The recent capital infusion through the Rs 3,000 crore QIP has already enabled us to resolve approximately 70% of claims with lessors and vendors. For the remaining disputes, we are actively engaged with stakeholders, some of whom require internal board or committee approvals to finalize agreements. We are confident that these resolutions will further strengthen our financial position and operational efficiency.
Additionally, an extra Rs 676 crore from a previous funding round will further bolster our financial strength. On March 17, SpiceJet announced that its Founder and Promoter, Ajay Singh, will infuse Rs 294.09 crore into the company, increasing the consolidated shareholding of the Promoter Group from the current 29.11% to 33.47%. This significant investment underscores the promoter’s unwavering commitment to the airline’s future and strategic growth.

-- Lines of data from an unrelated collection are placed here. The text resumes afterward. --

PR #105, opened 2016-07-07
Find and fix a gnarly oversight with using the wrong 'Element' class

kevmoo:
Thanks, strong-mode


srawlins:
Whoa, wait. Can you explain this? Our spec script was broken so that we thought we were passing more specs than we actually were?

kevmoo:
> Our spec script was broken so that we thought we were passing more specs than we actually were?

Yup.

srawlins:
Frowny face. 😦 . Okie doke though. Thanks for finding and fixing!

PR #108, opened 2016-07-08
Print caught errors in CommonMark script

srawlins:


tool/common_mark_stats.dart
```diff
@@ -75,15 +75,26 @@ main(List<String> args) async {
...
       var nestedMap =
           scores.putIfAbsent(section, () => new SplayTreeMap<int, bool>());
+      var expected = parseFragment(e.html);
 
       try {
         output = markdownToHtml(e.markdown);
-      } catch (exc) {
+      } catch (exc, stackTrace) {
         nestedMap[e.example] = false;
+        if (verbose) {
```
kevmoo: Seems like a *lot* of duplication with the code starting at line 101 – could this be factored into some shared code? Even creating a constant for the spec link would be a start

srawlins: Done

PR #110, opened 2016-07-12
Overhaul link reference definitions.

srawlins:
The new process is similar to CommonMark.js, where reference link definitions
are parsed with block nodes, and inline nodes are parsed after all block nodes
have been parsed. The tests highlight the big new features:

* Link reference definitions can now span multiple lines. This is a big one, because this is common:

  ```markdown
  [the text from a paragraph where this link is]:
  http://a.really.long.url/com/that-should-go-on-its-own-line
  ```
* Link reference definitions can now be found nested somewhere:

  ```markdown
  * like in list [items].

    [items]: http://foo.com

    > and [blockquotes].
    >
    > [blockquotes]: http://bar.com
  ```

And as can be seen by `tool/common_mark_stats.txt`, this adds 10 more compliant CommonMark specs.


tool/common_mark_stats.json
```diff
@@ -461,15 +461,15 @@
...
+  "510": true,
   "511": true,
   "512": false,
   "513": true,
   "514": true,
   "515": true,
   "516": true,
   "517": true,
-  "518": true,
+  "518": false,
```
kevmoo: @srawlins A regression?

lib/src/block_parser.dart
```diff
@@ -728,7 +730,137 @@ class ParagraphSyntax extends BlockSyntax {
...
+      // Paragraph consisted solely of reference link definitions.
+      return new Text('');
+    } else {
+      var contents = new UnparsedContent(paragraphLines.join('\n'));
+      return new Element('p', [contents]);
+    }
+  }
+
+  // Extract reference link definitions from the front of the paragraph, and
+  // return the remaining paragraph lines.
```
munificent: Nit: `///` for doc comment.

lib/src/block_parser.dart
```diff
@@ -728,7 +730,137 @@ class ParagraphSyntax extends BlockSyntax {
...
+        r'''\[([^\]]+)\]:\s+(?:<(\S+)>|(\S+))\s*'''
+        // Title in double or single quotes, or parens.
+        r'''("[^"]+"|'[^']+'|\([^)]+\)|)\s*$''',
+        multiLine: true);
+    var match = pattern.firstMatch(contents);
+    if (match == null) {
+      // Not a reference link definition.
+      return false;
+    }
+    if (match[0].length < contents.length) {
```
munificent: Doesn't the "$" in the pattern cover this?

lib/src/ast.dart
```diff
@@ -65,6 +65,13 @@ class Text implements Node {
   String get textContent => text;
 }
```
munificent: Doc comment?

lib/src/block_parser.dart
```diff
@@ -728,7 +730,137 @@ class ParagraphSyntax extends BlockSyntax {
...
+    } else {
+      var contents = new UnparsedContent(paragraphLines.join('\n'));
+      return new Element('p', [contents]);
+    }
+  }
+
+  // Extract reference link definitions from the front of the paragraph, and
+  // return the remaining paragraph lines.
+  List<String> _extractReflinkDefinitions(
+      BlockParser parser, List<String> lines) {
```
munificent: This function is pretty hairy. (Fun fact: this is the first time I've seen continue to a label in real Dart code). My intuition is that there should be a simpler way to express this.

Would this idea work?

Run through the list of lines looking for reflink definitions. When you find one, extract it and replace those elements in the list with `null`. Then, at the end, filter out the null elements. That way you don't keep creating and throwing away new lists.

Would that work?

tool/common_mark_stats.json
srawlins: Fixed.

lib/src/block_parser.dart

lib/src/block_parser.dart
srawlins: Unfortunately no. In this function, \[contents] can be multiple lines joined together (newline characters intact), and `$` matches the end of the line, rather than the end of the string, so this check is needed for examples [170](http://spec.commonmark.org/0.25/#example-170) and [172](http://spec.commonmark.org/0.25/#example-172).

lib/src/ast.dart
srawlins: Done.

lib/src/block_parser.dart
srawlins: This function _is_ hairy 😟  It took me a few re-writes to even get this 😛 .

However, I think your suggestion won't work, for one annoying reason: Link reference definitions, which look like:

> [label]: http://url "title of many words"

are allowed to not have a title, and they're allowed to have a title on the line following the URL, and the title is allowed to be multiline, so the following are all link reference definitions:

> [label]: http://url
>
> [label]: http://url
> "title"
>
> [label]: http://url
> "title
> with many
> words"

So (I think), we have to do this nutty thing that I'm doing, first sectioning the "paragraph" into multiple possible link reference definitions, then looking closely at each one to see a) if it even is a real link reference definition, and b) what's the "longest" link reference definition to be found.

So I don't know how to parse certain examples like [157](http://spec.commonmark.org/0.25/#example-157) and [159](http://spec.commonmark.org/0.25/#example-159).

kevmoo:
LGTM!

lib/src/block_parser.dart
munificent: 👍

lib/src/block_parser.dart
munificent: Yeah, it does seem pretty complex. However, if I'm reading the spec right, I still think there should be a more straightforward solution. As far as I can tell, parsing it doesn't require complex backtracking. My understanding is that, given a list of lines, you are trying to split it into:

1. The contiguous list of link definitions, each of which may be more than one line.
2. All of the remaining lines.

So, for any given list of lines, the links always come first, and there are no gaps between them. So I think parsing it could be something roughly like:

```dart
/// Parses a ref link starting at [start] in [lines]. Returns the number of
/// lines consumed or 0 if a ref link does not start there.
int parseRefLink(List<String> lines, int start) {
  // Basically the same thing as _parseReflinkDefinition(), but return the
  // number of parsed lines or zero on failure...
}

List<String> _extractReflinkDefinitions(
    BlockParser parser, List<String> lines) {
  var start = 0;
  while (true) {
    var consumed = parseRefLink(lines);
    if (consumed == 0) break;
    start += consumed;
  }

  // The rest of the lines are not links.
  return lines.getRange(start);
}
```

Does that work?

srawlins: I think that is similar to my current solution, because it pushes the backtracking complexity into `parseRefLink`.

If `parseRefLink` is given all of the content from some line to the end of the paragraph, it might look like this:

```markdown
[label]: http://url    // already parsed as a link ref def.
[label]: http://url    // [contents] passed to parseRefLink starts here.
"title"
paragraph text.
```

So `parseRefLink` cannot just regexp on the first line and say "oh, `[label]: http://url` looks like a definition! Because it _should_ parse the next line ("title") as well.

However, it might get a few lines in, and then, nope! No title! Like this:

```markdown
[label]:
http://url
"title
with many
words" oops not really a title.
```

Here, `parseRefLink` would have to try like 1 (could be the start of a ref definition), then add 2 (so far so good, but there might be a title), 3 (oops yeah might be a title), 4 (still might), 5 (oops, nope, weird trailing characters; not a title! backtrack to the place earlier with just the label and url)

srawlins:
(BTW @munificent, if my strife for CommonMark edge case compliance looks like an _endorsement_ for CommonMark edge case design choices, it's not! Sometimes I think John MacFarlane is designing CommonMark with interesting parsing challenges just for the parsing challenges, like the 17 rules dictating [Emphasis and Strong Emphasis](http://spec.commonmark.org/0.26/#emphasis-and-strong-emphasis). He's toying with us!)

PR #112, opened 2016-07-19
Remove unused members, properly implement Node in UnparsedContent

kevmoo:


lib/src/block_parser.dart
```diff
@@ -713,8 +708,6 @@ class OrderedListSyntax extends ListSyntax {
 
 /// Parses paragraphs of regular text.
 class ParagraphSyntax extends BlockSyntax {
-  static final _reflinkDefinitionStart = new RegExp(r'[ ]{0,3}\[');
```
srawlins: Oops! I meant to use this in `lineStartsReflinkDefinition` on line 749 (742 on the right), for efficiency. Would you mind using this there instead of deleting it?

kevmoo: Done!

srawlins:
Love it

PR #117, opened 2016-08-04
Be more clear in stats about a successful test

kevmoo:
strict: exact match including whitespace
loose: matches, except for whitespace

While not "strictly" needed, it'd be nice to be as strict as possible


kevmoo:
Ping, @srawlins ?

srawlins:
LGTM. It's good to see we don't have any errors currently :)

PR #123, opened 2016-08-08
Ensure that 1.18.1 and 1.17.1 are running

kevmoo:
But allow stable and dev to fail – since these might be 1.19+
Hoping to get travis fixed soon


srawlins:
lgtm

PR #125, opened 2016-08-09
Add version information to bin/markdown.dart and example app

### LINKED ISSUE #124: Make it easier to see which version dartdoc/pub uses
Someone pointed out that something that works in https://dart-lang.github.io/markdown/ doesn't work in dartdoc. (In this case, it was creating a list without a leading blank line.)

It'd be nice to be able to specify which version of markdown/dartdoc/pub you're interested in.

If that's not possible, we should at least make it clear (1) which version the interactive editor uses and (2) that tools might be using an old version. We could create a doc here and link to it from the live editor with text like "markdown 0.11.0+1 (details)".

Best of all (from my pov) would be for pub and dartdoc to use (or be configurable to use) the latest version of markdown all the time.

srawlins:
Fixes #124 

Now you can do `bin/markdown.dart --version`, and the example app shows the version as well.

The new `tool/travis.sh` checks:

* dartanalyzer
* dartfmt
* tests
* version match between `lib/src/version.dart` and `pubspec.yaml`.


kevmoo:
LGTM

PR #128, opened 2016-08-10
dartfmt

kevmoo:
I had a travis thing to check this, too. Would be good to have here...


srawlins:
Would you mind adding example/ to https://github.com/dart-lang/markdown/blob/master/tool/travis.sh#L15 with this change?

kevmoo:
Closed with 2840592

git gui snafu

PR #130, opened 2016-08-11
Example: cancel typing when user types

### LINKED ISSUE #127: Example: stop robot typing on click/key down in text box
So a user who wants to hack on it doesn't have to fight the robot

srawlins:
Fixes #127


munificent:
:+1:

PR #132, opened 2016-08-11
New GitHub ExtensionSet; example site supports ExtensionSets!

srawlins:
This is a pretty fun add-on to the site: you can switch between different Extension Sets (none, commonMark, gitHub).

Here's some Markdown that renders differently in all three:

```markdown
Inline <em>HTML</em>.

| Tables | are | great |
|---|---|---|
| But | only in | GitHub |
```

### DIFF
--- a/CHANGELOG.md
+++ b/CHANGELOG.md
@@ -4,8 +4,8 @@
   * `dart bin/markdown.dart --version` now shows the package version number.
   * The playground app now shows the version number.
 * Improve autolink parsing.
-* Added new table syntax: `TableSyntax`. This can be used by passing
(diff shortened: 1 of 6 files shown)


srawlins:
Oh, btw, Dartium does _not_ want to render those glyphs :/ but it works when pub served into Chrome and Firefox.

srawlins:
@kevmoo this is ready for review.

kevmoo:
@srawlins no tests? 😉

kevmoo:
...nevermind. I see it's small.

srawlins:
Thanks Kevin! No tests for the example... yet.

PR #144, opened 2016-10-26
Use more lints – related fixes

kevmoo:


srawlins:
Why some commented? strong is commented?

kevmoo:
User error, @srawlins – PTAL

PR #1230, opened 2020-10-02
Added liveness and readiness probes to injected sidecar

### LINKED ISSUE #1202: Readiness probes missing from the injected sidecar container
The injected sidecar agent currently does not set either a readiness or liveness probe. The other deployment types do: 

https://github.com/jaegertracing/jaeger-operator/blob/master/pkg/deployment/agent.go#L156-L175

kadern0:
Signed-off-by: Pablo Caderno <p_caderno@wargaming.net>

Fixes #1202


pkg/inject/sidecar.go
```diff
@@ -274,6 +275,26 @@ func container(jaeger *v1.Jaeger, dep *appsv1.Deployment) corev1.Container {
 				Name:          "admin-http",
 			},
 		},
+		LivenessProbe: &corev1.Probe{
+			Handler: corev1.Handler{
+				HTTPGet: &corev1.HTTPGetAction{
+					Path: "/",
+					Port: intstr.FromInt(int(adminPort)),
```
jpkrohling, line 282: What happens if the other container, with the business application, exposes the same port?

jpkrohling (commented):
Looks good, and I don't think the CI failure is due to this PR. In any case, I have one question, and one request:

1. What happens when the other container (with the business application) already exposes the same port? Should we do a check here and just not add the checks in that case?
1. Please, add a test for this, or change an existing one, asserting that those checks are in place. If we need a logic to handle the case above, a test is also needed to verify that behavior.

pkg/inject/sidecar.go
kadern0: Hi @jpkrohling that's a very good point, is there already any logic to verify that the other ports do not clash either?

jpkrohling: I don't think we have it, as this is the only place where we deal with resources we don't create ourselves. Shouldn't be hard, though: I think we can just skip adding the probes in case the main container has the port being declared?

kadern0: @jpkrohling I've added a function to check if the port is available.

pkg/inject/sidecar.go
```diff
@@ -278,6 +279,29 @@ func container(jaeger *v1.Jaeger, dep *appsv1.Deployment) corev1.Container {
 		SecurityContext: jaeger.Spec.Agent.SidecarSecurityContext,
 		VolumeMounts:    volumesAndMountsSpec.VolumeMounts,
 	}
+	if IsJaegerPortAvailable(adminPort, dep) {
```
jpkrohling, line 282: A better name could probably be `ContainerPort` instead of `JaegerPort`.

pkg/inject/sidecar.go
```diff
@@ -367,6 +391,20 @@ func HasJaegerAgent(dep *appsv1.Deployment) (bool, int) {
 	return false, -1
 }
 
+// IsJaegerPortAvailable checks whether deployment is already using some port
+func IsJaegerPortAvailable(port int32, dep *appsv1.Deployment) bool {
```
jpkrohling, line 395: This is currently being used only by the package itself, I would make it private for now.

pkg/inject/sidecar.go
```diff
@@ -367,6 +391,20 @@ func HasJaegerAgent(dep *appsv1.Deployment) (bool, int) {
...
+	// this pod is annotated, it should have a sidecar
+	// but does it already have one?
```
jpkrohling, line 397: Is this comment part of a copy/paste? Seems like it belongs to some other place :-)

jpkrohling (commented):
Looks good, but perhaps the function could have a better name?

pkg/inject/sidecar.go
kadern0: Agree 100%

pkg/inject/sidecar.go
kadern0: :man_facepalming:

jpkrohling:
@kadern0 , looks like the DCO check is failing: would you please take a look? Some tests failed, and I just restarted the CI.

jpkrohling (approved):
LGTM.

frzifus (commented):
is that still a thing? could you try to update the branch @rubenvp8510 ?

frzifus:
I will close it, since its inactive.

SpiceJet’s resilience is a proven fact. The fresh capital will drive fleet expansion, enhance operational efficiency, and unlock new growth opportunities. We are actively pursuing early deliveries of aircraft from OEMs and are focused on both organic and inorganic growth avenues. Our immediate goal is to restore our grounded planes to service, expand our network, and deliver greater value to our customers and stakeholders.
With a strengthened financial foundation and a clear strategic vision, SpiceJet is well on course to consolidate its market position, capture new opportunities, and secure long-term, sustainable growth."